• _Assignment_:
Count how many lines in the following data hold the word "here". Your answer is the number and nothing else.

[Records from a data source]
—————

PR #2906, opened 2025-10-22
Add comprehensive error handling to OpenAI LLM service

jamsea:
This PR adds consistent error propagation to the OpenAI base LLM service, matching the pattern already used in the Anthropic service.

## Changes
- Added ErrorFrame import
- Added catch-all exception handler
- Properly handles CancelledError by re-raising
- Logs exceptions with full traceback
- Pushes ErrorFrame upstream for error detection
- Maintains existing timeout handling

## Problem Solved
Previously, OpenAI LLM service errors were suppressed and not communicated through the frame pipeline. This made it impossible to implement automatic error recovery strategies like LLM hot-switching.

## Benefits
- Enables consistent error detection across all LLM services
- Allows downstream error monitors to detect failures
- Makes LLM hot-switching and fallback strategies possible
- Improves debugging with proper error logging

### DIFF
--- a/src/pipecat/services/openai/base_llm.py
+++ b/src/pipecat/services/openai/base_llm.py
@@ -13,18 +13,13 @@ from typing import Any, Dict, List, Mapping, Optional
 
 import httpx
 from loguru import logger
-from openai import (
-    NOT_GIVEN,
-    APITimeoutError,
-    AsyncOpenAI,
-    AsyncStream,
-    DefaultAsyncHttpxClient,
-)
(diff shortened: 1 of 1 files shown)


src/pipecat/services/openai/base_llm.py
```diff
@@ -460,8 +455,13 @@ async def process_frame(self, frame: Frame, direction: FrameDirection):
                 await self.push_frame(LLMFullResponseStartFrame())
                 await self.start_processing_metrics()
                 await self._process_context(context)
+            except asyncio.CancelledError:
+                raise
```
aconchillo, line 459: If we are not doing anything, no need to handle it. By default it's already raised.

PR #2911, opened 2025-10-23
DailyTransport: update start_dialout/start_recording return values

aconchillo:

A few updates:
- The main one are the return values of `start_dialout` and `start_recording`, which are now `(session_id, error)` or `(recording_id, error)`.
- Also, we move error logging to the transport instead of the client as much as possible.
- We now check for errors and log them in every `daily-python` function called.

### DIFF
--- a/src/pipecat/transports/daily/transport.py
+++ b/src/pipecat/transports/daily/transport.py
@@ -2479,7 +2479,11 @@ class DailyTransport(BaseTransport):
     async def _on_joined(self, data):
         """Handle room joined events."""
         if self._params.transcription_enabled:
-            await self.start_transcription(self._params.transcription_settings)
+            # We report an error because we are starting transcription
+            # internally and if it fails we need to know.
+            error = await self.start_transcription(self._params.transcription_settings)
+            if error:
+                await self._on_error(f"Unable to start transcription: {error}")
         await self._call_event_handler("on_joined", data)
 
     async def _on_left(self):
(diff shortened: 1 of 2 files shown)


src/pipecat/transports/daily/transport.py
```diff
@@ -755,9 +758,6 @@ async def join(self):
 
                 logger.info(f"Joined {self._room_url}")
 
-                if self._params.transcription_enabled:
-                    await self.start_transcription(self._params.transcription_settings)
```
aconchillo: We now do this in `on_joined` callback instead of in the `join` function itself. I think it's much cleaner that burying things.

src/pipecat/transports/daily/transport.py
```diff
@@ -847,9 +847,6 @@ async def leave(self):
         # Call callback before leaving.
         await self._callbacks.on_before_leave()
 
-        if self._params.transcription_enabled:
-            await self.stop_transcription()
```
aconchillo, line 846: Same here. We just stop transcription in `on_before_leave`. Good thing we added support for that!

src/pipecat/transports/daily/transport.py
```diff
@@ -873,181 +873,189 @@ def _cleanup(self):
...
+        """
         future = self._get_event_loop().create_future()
         self._client.start_dialout(settings, completion=completion_callback(future))
-        error = await future
-        if error:
-            logger.error(f"Unable to start dialout: {error}")
+        return await future
 
-    async def stop_dialout(self, participant_id):
+    async def stop_dialout(self, participant_id) -> CallClientError:
```
filipi87: Wouldn't it be more idiomatic if, instead of `CallClientError` being an `Optional[str]`, it were just a `str`, and here we returned an `Optional[CallClientError]`?
The way it is, it feels like it will always return an error. But maybe that's just me. 😅

src/pipecat/transports/daily/transport.py
filipi87: Yep. Agreed. 👍

src/pipecat/transports/daily/transport.py
aconchillo: I think you are right! Done!

PR #2915, opened 2025-10-24
fix: use correct  property names

Rickaym:

Just a small fix to correct the property name of a deprecated signature. stumbled upon this after being recommended by kapa.ai to use the old signature.


markbackman (approved):
Nice catch! 🕵️

PR #2920, opened 2025-10-27
WIP: Add JSON serialization and additional frame testing utilities

chadbailey59:
I'm working on adding some custom FrameProcessor testing capability to the pipecat CLI. This PR adds a few things to help with that.

The goal is to be able to define input frames and optional expected output frames in JSON, like this:

```json
{
  "input_frames": [
    {"type": "TextFrame", "text": "hello world"},
    {"type": "TextFrame", "text": "testing 123"}
  ],
  "expected_output": [
    {"type": "TextFrame", "text": "HELLO WORLD"},
    {"type": "TextFrame", "text": "TESTING 123"}
  ]
}
```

—————

• _Answer section_:
2